DATA RECORDS >>

PR #220, opened 2016-09-23
Removed brownBllipClusters, since it already exists elsewhere

cgraber:
Addresses #104 . We're not going to remove from the repo history, as that would (potentially) cause many headaches.


danyaljj:
Looks good to me. 
Currently Semaphore is having some issues, unrelated to this PR. We can merge when it becomes happy (perhaps after fixing #186)

PR #119, opened 2016-06-17
Moving big-data-utils 

danyaljj:
FYI @shyamupa @cttsai @nitishgupta @christos-c

PR #227, opened 2016-09-30
Added a TA cache based on MapDB

christos-c:
Created an interface based on `TextAnnotationDBHandler`
The use of the handler is unchanged so far, but it should be theoretically easy to switch to the MapDB-based solution.


mssammon:
As it happens, we have a mapdb-based solution to port from the slot filler validator (thanks to @mpavankumarreddy ) so this is very timely...

danyaljj:
Looks good. Except minor issue: some files miss license header: `mvn license:format`. 

Ideas for future: big-data-utils could be integrated with super-project #119; so instead of adding mapdb directly as a dependency, we can use big-data-utils.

EXERCISE INSTRUCTIONS >>
The word "from" appears in some lines of the records. Please work out how many and reply with that number only.

TASK RESPONSE >>
2